=== Section Start ===

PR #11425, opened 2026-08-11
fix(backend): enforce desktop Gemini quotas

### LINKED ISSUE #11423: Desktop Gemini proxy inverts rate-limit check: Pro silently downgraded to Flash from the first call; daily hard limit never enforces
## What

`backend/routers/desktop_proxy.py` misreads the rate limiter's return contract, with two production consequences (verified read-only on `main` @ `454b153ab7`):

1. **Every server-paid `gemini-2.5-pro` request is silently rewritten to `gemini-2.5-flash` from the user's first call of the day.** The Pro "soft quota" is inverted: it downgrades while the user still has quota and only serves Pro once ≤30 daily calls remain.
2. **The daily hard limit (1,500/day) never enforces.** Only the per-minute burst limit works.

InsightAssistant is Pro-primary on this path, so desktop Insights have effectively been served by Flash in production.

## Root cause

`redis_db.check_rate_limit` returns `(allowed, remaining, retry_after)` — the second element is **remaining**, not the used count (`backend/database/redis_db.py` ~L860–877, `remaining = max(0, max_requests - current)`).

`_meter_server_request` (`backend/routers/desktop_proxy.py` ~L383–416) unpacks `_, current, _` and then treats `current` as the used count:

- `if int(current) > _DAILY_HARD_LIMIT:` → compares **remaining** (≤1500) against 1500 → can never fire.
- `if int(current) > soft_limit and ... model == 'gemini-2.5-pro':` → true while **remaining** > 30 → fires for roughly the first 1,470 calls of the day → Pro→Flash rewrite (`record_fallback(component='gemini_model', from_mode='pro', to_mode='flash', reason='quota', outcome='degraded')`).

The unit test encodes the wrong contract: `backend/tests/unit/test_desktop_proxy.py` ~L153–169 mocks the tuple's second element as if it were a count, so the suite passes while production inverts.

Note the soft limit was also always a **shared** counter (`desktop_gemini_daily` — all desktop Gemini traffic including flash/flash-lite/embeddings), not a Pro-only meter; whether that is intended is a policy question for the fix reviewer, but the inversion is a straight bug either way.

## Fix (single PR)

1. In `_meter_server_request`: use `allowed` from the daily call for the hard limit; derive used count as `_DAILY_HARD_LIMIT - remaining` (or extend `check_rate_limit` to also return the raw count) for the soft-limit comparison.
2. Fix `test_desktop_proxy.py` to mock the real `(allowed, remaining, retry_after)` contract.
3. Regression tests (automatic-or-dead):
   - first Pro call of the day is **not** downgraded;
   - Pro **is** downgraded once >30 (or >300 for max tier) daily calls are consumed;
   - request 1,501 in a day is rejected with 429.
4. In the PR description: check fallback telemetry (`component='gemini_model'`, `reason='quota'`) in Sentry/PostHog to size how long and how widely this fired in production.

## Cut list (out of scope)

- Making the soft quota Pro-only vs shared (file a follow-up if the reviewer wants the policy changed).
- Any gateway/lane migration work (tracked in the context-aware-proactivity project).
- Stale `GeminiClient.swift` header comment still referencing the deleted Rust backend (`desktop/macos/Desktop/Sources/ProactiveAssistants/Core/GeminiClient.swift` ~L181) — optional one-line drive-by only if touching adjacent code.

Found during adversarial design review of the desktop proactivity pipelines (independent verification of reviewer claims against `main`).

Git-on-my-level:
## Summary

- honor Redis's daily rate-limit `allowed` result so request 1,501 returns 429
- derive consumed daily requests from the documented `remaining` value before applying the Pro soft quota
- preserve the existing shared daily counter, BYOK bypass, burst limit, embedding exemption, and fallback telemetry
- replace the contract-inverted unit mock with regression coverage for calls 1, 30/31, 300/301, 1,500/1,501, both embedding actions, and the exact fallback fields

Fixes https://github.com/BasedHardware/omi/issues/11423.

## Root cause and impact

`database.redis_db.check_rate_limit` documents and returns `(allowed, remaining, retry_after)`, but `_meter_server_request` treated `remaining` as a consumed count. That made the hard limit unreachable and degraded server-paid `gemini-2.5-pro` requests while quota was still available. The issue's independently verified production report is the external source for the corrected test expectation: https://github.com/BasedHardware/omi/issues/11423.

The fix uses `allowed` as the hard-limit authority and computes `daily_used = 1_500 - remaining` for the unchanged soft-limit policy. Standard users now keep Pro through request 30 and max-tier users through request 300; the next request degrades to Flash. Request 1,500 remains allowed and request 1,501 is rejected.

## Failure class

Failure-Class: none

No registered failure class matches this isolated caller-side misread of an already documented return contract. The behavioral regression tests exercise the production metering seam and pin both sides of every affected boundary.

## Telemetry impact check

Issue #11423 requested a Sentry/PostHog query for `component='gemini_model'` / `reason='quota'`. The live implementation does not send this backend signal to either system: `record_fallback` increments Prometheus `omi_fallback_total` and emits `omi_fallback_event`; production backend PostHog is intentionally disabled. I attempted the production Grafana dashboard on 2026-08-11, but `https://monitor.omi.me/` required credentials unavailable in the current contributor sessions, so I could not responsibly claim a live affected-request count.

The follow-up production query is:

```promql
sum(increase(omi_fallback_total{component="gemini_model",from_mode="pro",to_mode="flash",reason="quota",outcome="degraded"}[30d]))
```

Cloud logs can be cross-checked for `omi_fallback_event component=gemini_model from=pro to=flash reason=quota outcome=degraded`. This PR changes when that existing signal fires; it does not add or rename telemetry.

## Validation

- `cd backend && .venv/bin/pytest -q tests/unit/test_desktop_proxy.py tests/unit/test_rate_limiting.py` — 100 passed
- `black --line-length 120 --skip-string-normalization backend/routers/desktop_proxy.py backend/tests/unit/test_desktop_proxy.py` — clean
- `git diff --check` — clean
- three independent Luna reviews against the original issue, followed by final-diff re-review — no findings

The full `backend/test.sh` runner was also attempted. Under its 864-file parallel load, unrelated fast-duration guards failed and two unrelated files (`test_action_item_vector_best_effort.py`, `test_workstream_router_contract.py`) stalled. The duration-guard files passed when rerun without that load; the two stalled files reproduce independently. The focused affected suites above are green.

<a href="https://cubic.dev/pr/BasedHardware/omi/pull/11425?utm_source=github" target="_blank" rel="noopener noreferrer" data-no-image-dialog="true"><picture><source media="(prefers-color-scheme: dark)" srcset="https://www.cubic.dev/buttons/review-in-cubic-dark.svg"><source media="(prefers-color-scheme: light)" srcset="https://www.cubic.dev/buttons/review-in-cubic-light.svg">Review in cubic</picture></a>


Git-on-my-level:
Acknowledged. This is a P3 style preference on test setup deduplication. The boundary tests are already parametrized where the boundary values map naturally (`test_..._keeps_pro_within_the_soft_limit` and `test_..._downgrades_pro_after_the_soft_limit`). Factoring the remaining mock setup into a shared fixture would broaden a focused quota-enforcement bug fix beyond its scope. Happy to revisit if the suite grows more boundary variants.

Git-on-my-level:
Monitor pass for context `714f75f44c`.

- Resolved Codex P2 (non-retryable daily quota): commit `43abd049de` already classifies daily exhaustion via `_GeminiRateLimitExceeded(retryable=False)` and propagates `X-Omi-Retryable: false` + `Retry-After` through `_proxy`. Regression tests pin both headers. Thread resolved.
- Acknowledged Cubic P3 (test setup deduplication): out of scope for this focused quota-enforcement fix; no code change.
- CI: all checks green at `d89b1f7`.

=== Section End ===

WORK REQUIRED
In the entries above, the lines from the one bearing "## Fix (single PR)" up to and including the one bearing "- Pro **is**" should be transcribed exactly; no other line is wanted.

REPLY
## Fix (single PR)

1. In `_meter_server_request`: use `allowed` from the daily call for the hard limit; derive used count as `_DAILY_HARD_LIMIT - remaining` (or extend `check_rate_limit` to also return the raw count) for the soft-limit comparison.
2. Fix `test_desktop_proxy.py` to mock the real `(allowed, remaining, retry_after)` contract.
3. Regression tests (automatic-or-dead):
   - first Pro call of the day is **not** downgraded;
   - Pro **is** downgraded once >30 (or >300 for max tier) daily calls are consumed;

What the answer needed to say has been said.